Sadly riddled with bugs, but still a decent TombRaider experience
A few first impressions after playing Tomb Raider: Underworld for an hour or two. The graphics are pretty nice, they capture the feeling of scale pretty well, frame rates however aren't so great. Animations feel pretty broken in this one, some things such as diving into the water just look plain wrong and looked much better in previous parts. In addition collision detection is pretty wonky, you clip through other objects quite frequently and it just feels pretty buggy overall and not as smooth as in previous entries into the series. Level design is a little different again, the levels are much bigger this time around, which looks nice and gives the game an old-school kind of feel, but makes hunting for objects also quite a bit more complicated. The menu structure got changed to a radial menu, instead of the classical rectangular ones in the previous, not a deal breaker, but it seems like an unnecessary change. The story starts this time with one of those 'start in the future where things are broken, then flash back to two weeks earlier' things, which I don't really like. It doesn't add anything, but starts the player straight into confusion territory instead of letting the adventure start in an easily accessible straight forward manner. The treasures are pretty badly placed so far, just randomly standing around without interesting hiding spots.

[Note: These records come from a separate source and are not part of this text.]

PR #1428, opened 2016-11-23
Fixed Error import from cassandra

yershalom:
Hi,

Added import Error by mistake.
Replaced it by DriverException

### DIFF
--- a/redash/query_runner/cass.py
+++ b/redash/query_runner/cass.py
@@ -88,8 +88,10 @@ class Cassandra(BaseQueryRunner):
             error = None
         except DriverException as e:
             error = e
+            json_data = None
         except KeyboardInterrupt:
             error = "Query cancelled by user."
+            json_data = None
 
         return json_data, error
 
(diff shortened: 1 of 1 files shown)


redash/query_runner/cass.py
```diff
@@ -7,8 +7,9 @@
 logger = logging.getLogger(__name__)
 
 try:
-    from cassandra.cluster import Cluster, Error
+    from cassandra.cluster import Cluster
     from cassandra.auth import PlainTextAuthProvider
+    from cassandra import DriverException
```
arikfr: I think that the Cassandra driver version we have in the requirements file doesn't have this :-( Can you confirm?

arikfr: ?

yershalom: Hi @arikfr 
I got confused.
I didn't notice that I worked with cassandra-driver==3.4.0 on my test server.

yershalom:
@arikfr Made a new one

PR #1430, opened 2016-11-25
Add: error bands support to graphs (all except pie)

luke14free:
a06403f0-acae-11e6-8feb-1d00f4e002c9

(fixing problem with picked up commits in https://github.com/getredash/redash/pull/1404)


client/app/services/query-result.js
```diff
@@ -224,6 +224,7 @@ function QueryResultService($resource, $timeout, $q) {
         let seriesName;
         let xValue = 0;
         const yValues = {};
+        let eValue = 0;
```
arikfr: I just realized that we will always have an eValue... did you check how it affects queries that don't have a error column set?

luke14free: yes, they work just fine.

arikfr: if the error is 0 , plotly ignores it?

luke14free: @arikfr for some reason they do look fine even though with the errors = 0 they should look slightly different. I want to review this throughly on Monday, also I find very annoying that after I set an error/group by column I cannot clear it, so I want to add that feature as well.

luke14free:
closing as this must now go into master and there were some commits imported that weren't mine..

PR #1435, opened 2016-11-28
Whitelisting more builtin primitives

mattrobenolt:
This is also a slight refactor to make it easier to expand on this list
of builtins we allow.

Also, doesn't mutate the global `safe_builtins` dict every time from
`RestrictedPython`, instead, opts for copying the dict first.

### DIFF
--- a/redash/query_runner/python.py
+++ b/redash/query_runner/python.py
@@ -38,6 +38,11 @@ class CustomPrint(object):
 
 
 class Python(BaseQueryRunner):
+    safe_builtins = (
+        'sorted', 'reversed', 'min', 'max',
+        'sum', 'set',
+    )
+
     @classmethod
     def configuration_schema(cls):
         return {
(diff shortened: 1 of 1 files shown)


redash/query_runner/python.py
```diff
@@ -38,6 +38,11 @@ def __call__(self):
 
 
 class Python(BaseQueryRunner):
+    safe_builtins = (
+        'sorted', 'reversed', 'min', 'max',
+        'sum', 'set',
```
mattrobenolt: To be explicit, `sum` and `set` are the additions here.

mattrobenolt:
It seems these test failures are unrelated since other PRs are failing for the same reason.

arikfr:
Yes, the failures are for a different reason. I'll sort it out. I assume you tested these changes locally?

mattrobenolt:
> I assume you tested these changes locally?

You would be assuming incorrectly. :( I haven't set up re:dash locally to run against. I can do that later. We run it in a docker container ourselves for production.

mattrobenolt:
I'm building docker container locally and testing this out now. In theory, this should work just fine. :)

arikfr:
👍 it's quite easy to run the query runner alone, as it's just Python code.

mattrobenolt:
Alright, couldn't get docker container running, but just got it running through python enough to get into the CLI.

I did:

```
In [1]: from redash.query_runner.python import Python
In [2]: Python({}).run_query('print(sorted, reversed, min, max, sum, set)', None)
Out[2]:
('{"rows": [], "log": ["[2016-11-28T19:38:07.050052] (<built-in function sorted>, <type \'reversed\'>, <built-in function min>, <built-in function max>, <built-in function sum>, <type \'set\'>)"], "columns": []}',
 None)
```

as a test, so it appears that everything is patched in correctly.

fwiw, when building from master in docker, I get the following JavaScript error when trying to go to the `/new/query` page:

image

arikfr:
How do you "build" the frontend code in your Docker image?

Note that I wouldn't recommend using master for "production" usage at the moment. I merged earlier today big refactor of the frontend code, so there are some issues still.

mattrobenolt:
I just did `docker build --rm -t redash .` and ran this which should compile from whatever is in my local directory, so I guess it'd just be this: https://github.com/getredash/redash/blob/master/Dockerfile#L32

arikfr:
Strange, that I would expect to work. I'll give it a look tomorrow.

Update: I have now finished the game and while the feeling of playing a rather buggy game never completly vanished I still enjoyed it quite a lot. The thing that this Tomb Raider does notably better then the previous ones is the size of the levels and the focus on exploration. Its pretty much a "here is your level, go explore" with much less of a structure that pushes you in a specific direction or combat to distract you. In case you get lost the game provides a two level hint system, going to the PDA gives you one hint and pressing a button gives you a second hint, which helps quite a bit when you are lost without giving the solution away completly. The new sonar map on the other side isn't all that helpful, while it give you a full freely movable 3d map, its all in the same texture without structural hints, so finding a wall you can climp doesn't get any easier via that map. One thing missing in this game, again, is the radio talk, Legend had a constant voice over while playing the levels, in Underworld that is limited to cutscenes, which is sad, since I consider that voice over one of the most interesting things that Legend brought to the table.

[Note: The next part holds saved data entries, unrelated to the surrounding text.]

PR #1438, opened 2016-12-01
[ElasticSearch] Change: use simplejson for better error descriptions

adamlwgriffiths:
The standard json library only provides an error
that the json failed to parse (“No JSON object could be decoded”).
simplejson provides actual character and line numbers
along with an expected character in it's errors.
This makes writing elasticsearch queries much easier.

I have only applied this to the ElasticSearch query runner.
There are other modules that could use it for error-checking queries (MongoDB, etc).

screen shot 2016-12-01 at 11 41 46 am

### DIFF
--- a/redash/query_runner/elasticsearch.py
+++ b/redash/query_runner/elasticsearch.py
@@ -1,4 +1,4 @@
-import json
+import simplejson as json
 import logging
 import sys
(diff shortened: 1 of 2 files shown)


arikfr:
Thanks.

PR #2021, opened 2017-10-12
Make invitation token max age configurable

hhamalai:
Allows configuration the max life time of an invitation token which is currently fixed in code for one week.


arikfr:
Thanks!

Issue #1883, opened 2017-07-18
'NoneType' object has no attribute 'width' when adding 'Regular' width widget


albrycht:
### 

A summary of the issue and the browser/OS environment in which it occurs.

### Steps to Reproduce

1. Create new empty dashboard
2. Create new query, publish it
3. Add widget to dashbord with width "Regular"
4. Archive query
5. Try to add new widget to this dashboard with width "Regular"

Last step should fail. Logs from gunicorn:

     [2017-07-18 11:31:38,880][PID:8359][ERROR][redash] Exception on /api/widgets [POST]
     Traceback (most recent call last):
       File "/opt/redash/apps/redash/htdocs/venv/lib/python2.7/site-packages/flask/app.py", line 1639, in full_dispatch_request
         rv = self.dispatch_request()
       File "/opt/redash/apps/redash/htdocs/venv/lib/python2.7/site-packages/flask/app.py", line 1625, in dispatch_request
         return self.view_functions[rule.endpoint](**req.view_args)
       File "/opt/redash/apps/redash/htdocs/venv/lib/python2.7/site-packages/flask_restful/__init__.py", line 477, in wrapper
         resp = resource(*args, **kwargs)
       File "/opt/redash/apps/redash/htdocs/venv/lib/python2.7/site-packages/flask_login/utils.py", line 228, in decorated_view
         return func(*args, **kwargs)
       File "/opt/redash/apps/redash/htdocs/venv/lib/python2.7/site-packages/flask/views.py", line 84, in view
         return self.dispatch_request(*args, **kwargs)
       File "/opt/redash/apps/redash/htdocs/redash/handlers/base.py", line 28, in dispatch_request
         return super(BaseResource, self).dispatch_request(*args, **kwargs)
       File "/opt/redash/apps/redash/htdocs/venv/lib/python2.7/site-packages/flask_restful/__init__.py", line 587, in dispatch_request
         resp = meth(*args, **kwargs)
       File "/opt/redash/apps/redash/htdocs/redash/permissions.py", line 47, in decorated
         return fn(*args, **kwargs)
       File "/opt/redash/apps/redash/htdocs/redash/handlers/widgets.py", line 56, in post
         if neighbour_widget.width == 1:
     AttributeError: 'NoneType' object has no attribute 'width'

Additional info:
I was repeating those 5 steps over and over again I was able to generate dashboard which contained empty widgets. Field `widgets` returned by API contained list:

     [      
         [],
         [],
         [] 
     ]      

[...]

PR #2025, opened 2017-10-13
Fix error when adding widget to dashboard

kyoshidajp:
A detail of this error is #1883.

I changed that delete widgets containing a query from dashboard layouts when deleting the query.

And, check `neighbour_widget` exists or not for existing users who have a dashboard generated by this bug when they try to add new widget.


arikfr:
Thanks! But following #2062 we no longer store the layout in the dashboard, so this bug is no longer relevant.

PR #2028, opened 2017-10-14
Set auto focus in first input items

kyoshidajp:
In order to improve user experience, the following items should be focus automatically when they open the page. 

- **Type** in new Data Source form
- **Trigger** in new Query Snippet form
- **Group Name** in new Group dialog
- **User name** in new User form
- **Dashboard name** in edit Dashboard dialog
- **Search box** in Dashboard list

Because they set focus them manually in most cases.


arikfr:
Cool. Thanks!

PR #2038, opened 2017-10-16
Add support for AWS Redshift Spectrum (external) tables

atharvai:
New Feature:
Show external tables in schema for Redshift data source.

Redshift Spectrum's External tables are not stored in `information_schemas.tables` or `in pg_catalog.tables` so we need to use [`svv_columns`](http://docs.aws.amazon.com/redshift/latest/dg/r_SVV_COLUMNS.html) to get the tables and columns of external schemas. `svv_columns` includes both internal Redshift tables/views and external tables.


arikfr:
Thanks!

rajaraman84:
svv_tables is used to get the base table, external table  and view

PR #2040, opened 2017-10-17
Show query editor's Archive/Publish Query drop-down only on saved queries

cyriac:
image
changes to 
image

--
The drop-down shows up for saved queries as normal.


arikfr:
Thanks 👍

The Croft Manner level is missing as well in Underworld, while you do visit the Croft Manner, you do it in a normal in-game level, not in the advenutre kind of way you did in previous games. Other stuff that is missing is the ability to rewatch cutscenes and to replay levels, which is pretty stupid. You however can revisit levels for puzzle hunting in a special mode that removes some puzzles and fighting from the level that you have already done, which is pretty nice change.
The rope is much more flexible in Underworld then in previous games, it will now bend around objects and you can use it for proper roping, which gives the game quite an additional vertical range. You also get a bike in a few levels, one that you can use pretty much like the horse in a Zelda or Shadow of the Collosus, so its much more flexible and fun, and not annoying like the bike levels in Legend. Instead of Excalibur you get a Hammer this time, which in terms of animation and gameplay behaves pretty much exactly the same, weird case of recycling.
An interesting addition is the way quick time events are handled, instead of having a cutscenes with special button presses, the game goes into slow motion and keeps the normal game mechanics up and running. So QTEs aren't as disruptive.
The story in Underworld continues and concludes the ones started in Legend and Anniversary and is for most part good enough, it however lacks quite a bit of exposition and jumps from start to finish a little to quickly without really much of a middle ground.
Overall, Underworld has plenty of obvious, weird and unnecessary flaws that feel like they could have been easily avoided would the game have spend another few month in development, but even with all its faults its still a pretty damn good game. And seriously, in a time were almost every other game follows the same boring over-the-shoulder shooting mechanics (Uncharted, I am looking at you...), I am more then happy to play a game that does do something different, even when what it doesn't isn't something fundamentally new either and a little flawed in implemnetation.